Están, estamos, en un círculo vicioso. Cada vez se incorporan los jóvenes más tarde al mundo laboral, y lo hacen con más precariedad, por lo que progresivamente necesitan cotizar hasta edades más tardías para que la jubilación no les penalice. Eso provoca que los puestos de trabajo estén ocupados por personas con cada vez mayor edad y que la juventud tenga menos posibilidades de acceder a ellos. Parecería más lógico que fuera al revés, de forma que, además, el tiempo de jubilación sea mayor y no se produzca solo cuando la edad no permita ya disfrutarla mucho.
No faltará quien diga que los puestos de trabajo no son un paquete cerrado y que no es cierto que solo se pueden ocupar los que vayan quedando libres. Llevarán razón, pero solo a medias. En una sociedad en la que la necesidad de fuerza laboral disminuye por, entre otras cosas, la tecnificación y automatización de muchos procesos productivos, que muchos queden libres es imprescindible para que otras personas los puedan ocupar.
Tampoco será imposible encontrar quienes digan que la solución no puede venir por la vía de sustituir a los que ya están, sino por generar un nuevo modelo productivo -que este país necesita- y que debemos ponernos a ello. Pero ese discurso se lleva lanzando varios lustros sin que se materialice realmente en mucho. Es más, los avances sociales más significativos vienen más de las manos de los jóvenes que de los adultos ya establecidos, algo que también tiene su lógica porque son los que más suelen buscar nuevas salidas, por pura necesidad. Así que, mientras tanto, no queda otra que pensar en lo que existe.
Y sí, seguro que alguien recordará aquel mantra de que la caja de la Seguridad Social no puede con el gasto de las pensiones y se debe trabajar más años. Lo rechazo. En mi opinión, es un problema de recaudación fiscal y de financiación suficiente para pensiones por parte de las arcas públicas, que tiene otras vías para ser solucionado. Pero ese es otro debate que guarda relación con el impulso a las pensiones privadas que a algunos interesa mantener y con la cultura -errónea a mi juicio- de que solo merece una jubilación quien la cotiza de forma directa.
Puede pensarse que es una visión pesimista o realista, pero la cuestión es ¿qué hacemos entonces?

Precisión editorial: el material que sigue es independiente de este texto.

PR #287, opened 2023-05-15
Added interregional electricity flows

amosschle:
Interregional electricity flows are required to upload CS7 results (Danish electricity imports from and exports to neighbour countries). As far as I understand, the current `Import|Electricity` and `Export|Electricity` do not allow specifying two regions.

### DIFF
--- a/definitions/variable/technology/electricity-operation.yaml
+++ b/definitions/variable/technology/electricity-operation.yaml
@@ -110,7 +110,7 @@
     unit: MWh
 - Flow|Electricity:
     description: Flow from electricity from the former to latter region
-    unit: MWh
+    unit: [MWh, GWh]
 - Unserved Demand|Electricity:
     description: Not served demand
     unit: MWh
--- a/definitions/variable/technology/electricity-operation.yaml
+++ b/definitions/variable/technology/electricity-operation.yaml
@@ -108,7 +108,7 @@
 - Import|Electricity:
     description: Exported electricity from a given region
     unit: MWh
-- Flow|Electricity|{Region}|{Region}:
+- Flow|Electricity:
     description: Flow from electricity from the former to latter region
     unit: MWh
 - Unserved Demand|Electricity:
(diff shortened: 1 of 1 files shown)


definitions/variable/technology/electricity-operation.yaml
```diff
@@ -108,6 +108,9 @@
 - Import|Electricity:
     description: Exported electricity from a given region
     unit: MWh
+- Flow|Electricity|{Region}|{Region}:
```
sandrinecharousset, line 111:
```suggestion
- Flow|Electricity:
```

sandrinecharousset: the column region is meant for describing the region this variable applies to. Directionnal regions are already included and have to be written region1 > region2 (in the region column), which here means that the energy flow is from region1 to region2 (can be negative which means the flow is from region2 to region1)

sandrinecharousset (changes requested):

definitions/variable/technology/electricity-operation.yaml
amosschle: Thanks for the quick review and the info, I didn't know about directional regions. I'll commit your suggestion.

definitions/variable/technology/electricity-operation.yaml
```diff
@@ -108,6 +108,9 @@
 - Import|Electricity:
     description: Exported electricity from a given region
     unit: MWh
+- Flow|Electricity:
+    description: Flow from electricity from the former to latter region
+    unit: MWh
```
sandrinecharousset, line 113:
```suggestion
    unit: [MWh, GWh]
```

sandrinecharousset (changes requested):
propose to allow both MWh and GWh as unit, as this variable will represent an 'energy' flow, and energies are often expressed in GWh

danielhuppmann (approved):
Thanks @amosschle

danielhuppmann:
Tests reminded me that this variable was already added by #280, see [here](https://github.com/openENTRANCE/openentrance/blame/main/definitions/variable/technology/electricity-operation.yaml#L120)

PR #288, opened 2023-05-15
Added max. heat storage

amosschle:
CS7 results include maximum heat storage (MWh). If I understand correctly, only electricity storage is supported by the nomenclature, currently.

### DIFF
--- a/definitions/variable/tag_storage_types.yaml
+++ b/definitions/variable/tag_storage_types.yaml
@@ -29,3 +29,8 @@
       description: redox flow batteries
   - Energy Storage System|Compressed Air:
       description: compressed air storage systems
+
+- Heat Storage Type:
+
+  - Energy Storage System|Heat:
+      description: all types of heat storage systems
--- a/definitions/variable/technology/technologies.yaml
+++ b/definitions/variable/technology/technologies.yaml
@@ -25,7 +25,7 @@
     description: Total installed heat generation capacity for the industrial sector
       from {Fuel}
     unit: GW
-- Maximum Storage|Heat:
+- Maximum Storage|{Heat Storage Type}:
     description: Maximum volume of heat storage expressed in energy
     unit: [MWh, GWh]
 - Capital Cost|Electricity|{Electricity Input}:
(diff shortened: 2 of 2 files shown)


sandrinecharousset:
@amosschle heat storage could be included in the diverse storage systems that were defined in l  definitions/variable/tag_electricity_storage_types.yaml  ; As you are not referring to an electricity storage I would suggest to rename tag_electricity_storage_types.yaml  as tag_storage_types.yaml , and add a new section - Heat Storage Type: in which you could define - Energy Storage System|Heat ; then in technology.yaml you could define Max Storage|{Heat Storage Type} which would create the variable Max Storage|Energy Storage System|Heat  and give also the possibility to further create new variables Max Storage|Energy Storage System|Heat|system1 ..... (and naturally Max Storage|Energy Storage System|Heat=sum of all Max Storage|Energy Storage System|Heat|systemi
@erikfilias @danielhuppmann any idea?

erikfilias:
> @amosschle heat storage could be included in the diverse storage systems that were defined in l definitions/variable/tag_electricity_storage_types.yaml ; As you are not referring to an electricity storage I would suggest to rename tag_electricity_storage_types.yaml as tag_storage_types.yaml , and add a new section - Heat Storage Type: in which you could define - Energy Storage System|Heat ; then in technology.yaml you could define Max Storage|{Heat Storage Type} which would create the variable Max Storage|Energy Storage System|Heat and give also the possibility to further create new variables Max Storage|Energy Storage System|Heat|system1 ..... (and naturally Max Storage|Energy Storage System|Heat=sum of all Max Storage|Energy Storage System|Heat|systemi @erikfilias @danielhuppmann any idea?

I also agree with @sandrinecharousset about renaming the tag related to storage type and including these variables there.

amosschle:
Thanks for the quick review, @sandrinecharousset and @erikfilias. I've made the requested changes.

sandrinecharousset (approved):

danielhuppmann:
There can be only one tag-list per file, please revert the name change of the electricity-storage-type-file and put the heat-storage-types in a separate file.

sandrinecharousset:
included in #291

sandrinecharousset:
included in #291

PR #299, opened 2023-06-14
Eu countries mapping

EmiFej:
Added mapping regions for OSeMBE. The commits were made earlier but no PR was made.


danielhuppmann (approved):
Looks good, thanks!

Repensar el modelo educativo para dar respuesta a esta nueva realidad.
Antes se decía que los estudios abrían puertas, ahora debemos decir que es posible que no las abran pero que no tenerlos las mantiene completamente cerradas. Antes -todavía- la escuela se orientó a formar trabajadores, ahora -el futuro- se debe orientar a la formación para la satisfacción personal por saber y para ser conscientes del mundo en el que se vive, teniendo las herramientas personales para poder defenderse ante las distintas vicisitudes que se vivirán, cada vez más diversas y no siempre laborales. Por supuesto, también para poder trabajar, pero no solo para ello.
Así que tenemos que enfrentar un profundo y pausado debate social sobre el papel de la educación en una sociedad que cambia vertiginosamente, con un mercado laboral cada vez más limitado y volátil, una población que afortunadamente es cada vez en más longeva, y una juventud que debe poder emanciparse cuando lo desee y trabajar en lo que le ilusione y pueda brillar. ¿Nos ponemos a ello?